**EXERCISE INSTRUCTIONS**
Write out the stretch of lines below that begins at the line with "and the origin." and ends at the line with "## What is the objective of the Cheat Sheet?", including both, exactly as given and nothing more.

**DATASET RECORDS**
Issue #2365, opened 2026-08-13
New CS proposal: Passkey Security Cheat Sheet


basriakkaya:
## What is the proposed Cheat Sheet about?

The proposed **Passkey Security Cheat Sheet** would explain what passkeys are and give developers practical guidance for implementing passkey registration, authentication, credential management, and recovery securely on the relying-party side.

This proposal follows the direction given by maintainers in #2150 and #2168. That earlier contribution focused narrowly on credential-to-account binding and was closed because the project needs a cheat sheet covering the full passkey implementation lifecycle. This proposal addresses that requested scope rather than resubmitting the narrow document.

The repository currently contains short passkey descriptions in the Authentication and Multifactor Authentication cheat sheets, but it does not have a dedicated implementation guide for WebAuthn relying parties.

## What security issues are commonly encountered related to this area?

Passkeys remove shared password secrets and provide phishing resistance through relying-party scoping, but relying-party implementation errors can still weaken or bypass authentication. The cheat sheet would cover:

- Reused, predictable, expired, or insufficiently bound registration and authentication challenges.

==

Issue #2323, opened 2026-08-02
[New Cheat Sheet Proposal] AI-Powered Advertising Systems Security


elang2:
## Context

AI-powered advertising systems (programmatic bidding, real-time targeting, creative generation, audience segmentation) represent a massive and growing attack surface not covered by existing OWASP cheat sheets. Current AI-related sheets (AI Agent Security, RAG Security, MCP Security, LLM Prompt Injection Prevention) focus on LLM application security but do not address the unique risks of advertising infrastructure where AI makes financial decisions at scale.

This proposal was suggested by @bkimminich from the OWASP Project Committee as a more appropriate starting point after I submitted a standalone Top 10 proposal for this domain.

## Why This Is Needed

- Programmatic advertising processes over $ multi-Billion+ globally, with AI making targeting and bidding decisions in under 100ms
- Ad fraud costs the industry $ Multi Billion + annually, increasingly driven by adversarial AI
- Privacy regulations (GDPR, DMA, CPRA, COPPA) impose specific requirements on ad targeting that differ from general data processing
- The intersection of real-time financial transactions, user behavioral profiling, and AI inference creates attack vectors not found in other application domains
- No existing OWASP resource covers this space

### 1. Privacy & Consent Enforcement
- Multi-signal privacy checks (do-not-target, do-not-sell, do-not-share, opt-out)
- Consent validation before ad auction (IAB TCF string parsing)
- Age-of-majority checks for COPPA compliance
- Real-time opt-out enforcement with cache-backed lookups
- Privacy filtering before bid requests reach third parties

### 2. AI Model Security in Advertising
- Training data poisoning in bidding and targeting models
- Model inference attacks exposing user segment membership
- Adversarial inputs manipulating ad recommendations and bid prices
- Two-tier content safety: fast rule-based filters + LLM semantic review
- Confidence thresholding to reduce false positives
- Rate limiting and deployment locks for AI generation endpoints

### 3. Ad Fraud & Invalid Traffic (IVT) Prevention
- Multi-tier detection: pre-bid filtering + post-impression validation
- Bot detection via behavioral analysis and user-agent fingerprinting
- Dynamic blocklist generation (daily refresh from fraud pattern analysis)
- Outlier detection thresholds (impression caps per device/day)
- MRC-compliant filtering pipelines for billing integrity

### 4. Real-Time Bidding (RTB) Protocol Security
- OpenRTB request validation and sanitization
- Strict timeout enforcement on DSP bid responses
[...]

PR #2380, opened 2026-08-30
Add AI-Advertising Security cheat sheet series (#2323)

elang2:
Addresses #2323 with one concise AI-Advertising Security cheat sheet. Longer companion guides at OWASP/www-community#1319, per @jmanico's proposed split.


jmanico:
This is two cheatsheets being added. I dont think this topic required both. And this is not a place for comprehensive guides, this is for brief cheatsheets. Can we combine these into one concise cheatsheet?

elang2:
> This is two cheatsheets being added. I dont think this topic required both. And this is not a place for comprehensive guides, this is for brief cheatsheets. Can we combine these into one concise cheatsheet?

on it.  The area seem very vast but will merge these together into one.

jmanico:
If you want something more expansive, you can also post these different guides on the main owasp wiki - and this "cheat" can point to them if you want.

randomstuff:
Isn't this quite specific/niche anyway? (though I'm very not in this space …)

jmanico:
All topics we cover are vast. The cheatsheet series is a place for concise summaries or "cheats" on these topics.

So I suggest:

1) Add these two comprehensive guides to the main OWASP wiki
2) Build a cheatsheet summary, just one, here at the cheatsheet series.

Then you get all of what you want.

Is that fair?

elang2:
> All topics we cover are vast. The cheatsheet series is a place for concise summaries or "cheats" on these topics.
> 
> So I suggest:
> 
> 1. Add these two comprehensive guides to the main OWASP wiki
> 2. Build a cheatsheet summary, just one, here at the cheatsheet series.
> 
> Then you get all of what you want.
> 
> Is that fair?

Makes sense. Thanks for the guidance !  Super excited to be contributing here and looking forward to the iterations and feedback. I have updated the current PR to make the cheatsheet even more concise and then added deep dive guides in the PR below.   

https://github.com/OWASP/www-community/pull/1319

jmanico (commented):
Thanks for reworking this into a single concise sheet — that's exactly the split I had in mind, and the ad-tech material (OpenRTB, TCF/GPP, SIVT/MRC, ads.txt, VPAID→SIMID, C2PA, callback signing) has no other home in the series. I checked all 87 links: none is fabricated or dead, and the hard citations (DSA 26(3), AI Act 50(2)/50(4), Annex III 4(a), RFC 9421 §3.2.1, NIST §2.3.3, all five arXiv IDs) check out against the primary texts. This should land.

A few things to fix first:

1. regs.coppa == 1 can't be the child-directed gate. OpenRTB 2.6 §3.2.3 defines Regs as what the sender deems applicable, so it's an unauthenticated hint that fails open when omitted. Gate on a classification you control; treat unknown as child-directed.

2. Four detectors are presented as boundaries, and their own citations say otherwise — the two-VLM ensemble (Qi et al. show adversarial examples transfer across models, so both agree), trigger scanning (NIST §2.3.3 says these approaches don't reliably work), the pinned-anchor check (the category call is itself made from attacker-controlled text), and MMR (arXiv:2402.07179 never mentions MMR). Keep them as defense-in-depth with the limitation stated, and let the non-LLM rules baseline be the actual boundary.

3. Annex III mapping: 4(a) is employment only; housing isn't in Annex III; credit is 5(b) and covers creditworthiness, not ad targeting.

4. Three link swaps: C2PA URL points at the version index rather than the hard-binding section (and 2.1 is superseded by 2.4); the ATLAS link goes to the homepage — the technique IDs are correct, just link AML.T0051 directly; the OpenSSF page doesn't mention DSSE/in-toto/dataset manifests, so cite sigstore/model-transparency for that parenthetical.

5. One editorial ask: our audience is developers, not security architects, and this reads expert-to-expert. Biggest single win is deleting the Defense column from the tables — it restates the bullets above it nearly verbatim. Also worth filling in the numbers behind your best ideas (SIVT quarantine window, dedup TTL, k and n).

==

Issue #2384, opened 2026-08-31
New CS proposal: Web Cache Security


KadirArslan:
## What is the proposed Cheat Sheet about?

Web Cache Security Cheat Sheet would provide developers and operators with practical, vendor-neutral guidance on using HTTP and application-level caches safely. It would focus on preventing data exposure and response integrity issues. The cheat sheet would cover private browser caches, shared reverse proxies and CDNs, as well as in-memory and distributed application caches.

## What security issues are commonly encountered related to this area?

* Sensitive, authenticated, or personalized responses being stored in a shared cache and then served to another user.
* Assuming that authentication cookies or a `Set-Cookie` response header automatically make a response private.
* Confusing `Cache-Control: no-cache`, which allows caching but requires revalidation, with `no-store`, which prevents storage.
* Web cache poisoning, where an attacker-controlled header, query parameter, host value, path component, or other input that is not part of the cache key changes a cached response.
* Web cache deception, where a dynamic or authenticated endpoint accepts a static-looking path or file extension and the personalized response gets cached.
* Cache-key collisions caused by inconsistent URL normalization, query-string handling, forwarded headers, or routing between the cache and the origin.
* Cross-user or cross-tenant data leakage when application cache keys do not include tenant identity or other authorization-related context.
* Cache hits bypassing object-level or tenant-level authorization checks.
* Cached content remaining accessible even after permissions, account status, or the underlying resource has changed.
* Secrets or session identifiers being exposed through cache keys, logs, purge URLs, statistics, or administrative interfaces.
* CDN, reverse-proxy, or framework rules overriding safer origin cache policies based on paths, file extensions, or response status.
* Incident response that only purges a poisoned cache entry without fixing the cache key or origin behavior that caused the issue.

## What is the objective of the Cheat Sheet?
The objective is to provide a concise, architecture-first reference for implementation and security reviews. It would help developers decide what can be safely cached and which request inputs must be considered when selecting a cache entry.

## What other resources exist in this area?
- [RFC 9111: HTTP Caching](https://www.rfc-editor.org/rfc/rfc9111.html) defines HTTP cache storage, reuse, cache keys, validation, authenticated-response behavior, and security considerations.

**SOLVED PROBLEM**
* Cache-key collisions caused by inconsistent URL normalization, query-string handling, forwarded headers, or routing between the cache and the origin.
* Cross-user or cross-tenant data leakage when application cache keys do not include tenant identity or other authorization-related context.
* Cache hits bypassing object-level or tenant-level authorization checks.
* Cached content remaining accessible even after permissions, account status, or the underlying resource has changed.
* Secrets or session identifiers being exposed through cache keys, logs, purge URLs, statistics, or administrative interfaces.
* CDN, reverse-proxy, or framework rules overriding safer origin cache policies based on paths, file extensions, or response status.
* Incident response that only purges a poisoned cache entry without fixing the cache key or origin behavior that caused the issue.

## What is the objective of the Cheat Sheet?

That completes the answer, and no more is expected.